Limitations on the Use of FFO per Diluted Share, EBITDA and Adjusted
EBITDA
We calculate FFO per diluted share in accordance with standards
established by NAREIT, which may not be comparable to measures calculated
by other companies who do not use the NAREIT definition of FFO or calculate
FFO per diluted share in accordance with NAREIT guidance. In addition,
although FFO per diluted share is a useful measure when comparing our
results to other REITs, it may not be helpful to investors when comparing
us to non-REITs. EBITDA and Adjusted EBITDA, as presented, may also not be
comparable to measures calculated by other companies.
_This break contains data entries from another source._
Issue #13, opened 2021-09-28
test nile commands


martriay:
it'd be nice to implement some basic testing, probably starting with `compile` and `clean`.
this would make reviews and releases much more easy.

TimNooren:
Hi @martriay, I'd love to contribute here. Would https://github.com/OpenZeppelin/nile/compare/main...TimNooren:add_tests?expand=1 be up to standard? If so I'd be happy to open a PR:)

martriay:
Yes! Please do :)

PR #40, opened 2021-12-20
Add tests for "compile" and "clean" CLI commands

TimNooren:
See https://github.com/OpenZeppelin/nile/issues/13

- Extracts `clean` command implementation to make it easier to test.
- Contract compilation itself is not tested.

Looks like I cannot assign reviewers, but as this is not time critical I'm just leaving it here for now:)

### DIFF
--- a/.gitignore
+++ b/.gitignore
@@ -130,3 +130,6 @@ dmypy.json
 
 # Pyre type checker
 .pyre/
+
+# vscode project settings
+.vscode/
--- a/README.md
+++ b/README.md
@@ -192,11 +192,17 @@ Nile uses tox to manage development tasks, you can get a list of
 available task with `tox -av`.
 
  * Install a development version of the package with `python -m pip install .`
- * Run tests with `tox`
  * Build the package with `tox -e build`
  * Format all files with `tox -e format`
  * Check files formatting with `tox -e lint`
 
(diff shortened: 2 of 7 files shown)


martriay:
Thanks for this very much needed PR! I hope it's the kickoff of a comprehensive test suite :)

How would you suggest we test compilation itself?

fracek:
I was thinking one way to test that is to have end to end tests in the CI. Basically have a shell where it runs all nile commands like a user would.

TimNooren:
Some end-to-end tests sounds like a good approach👍  Happy to give that a go (in a separate PR?). Could be done with `pytest` as well, since `click` has quite nice testing support.

fracek:
I too think end to end tests should be a separate PR. I will open an issue to track that.

martriay:
Agree with all your comments, let's continue that chat on the other issue. Really good work on this PR!

Could you add some testing instructions to the README? :)

TimNooren:
> Could you add some testing instructions to the README? :)

Added a bit more information. Let me know what you think:)

TimNooren:
Fixed the failing tests (I think). Missed one case where `starknet-compile` was being called.

martriay:
Thanks! 🎉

This information
should not be considered as an alternative to net income, operating profit,
cash from operations or any other operating performance measure calculated
in accordance with GAAP. Cash expenditures for various long-term assets
(such as renewal and replacement capital expenditures), interest expense
(for EBITDA and Adjusted EBITDA purposes only) and other items have been
and will be incurred and are not reflected in the EBITDA, Adjusted EBITDA
and FFO per diluted share presentations. Management compensates for these
limitations by separately considering the impact of these excluded items to
the extent they are material to operating decisions or assessments of our
operating performance. Our consolidated statement of operations and cash
flows include interest expense, capital expenditures, and other excluded
items, all of which should be considered when evaluating our performance,
as well as the usefulness of our non-GAAP financial measures. Additionally,
FFO per diluted share, EBITDA and Adjusted EBITDA should not be considered
as a measure of our liquidity or indicative of funds available to fund our
cash needs, including our ability to make cash distributions. In addition,
FFO per diluted share does not measure, and should not be used as a measure
of, amounts that accrue directly to stockholders' benefit.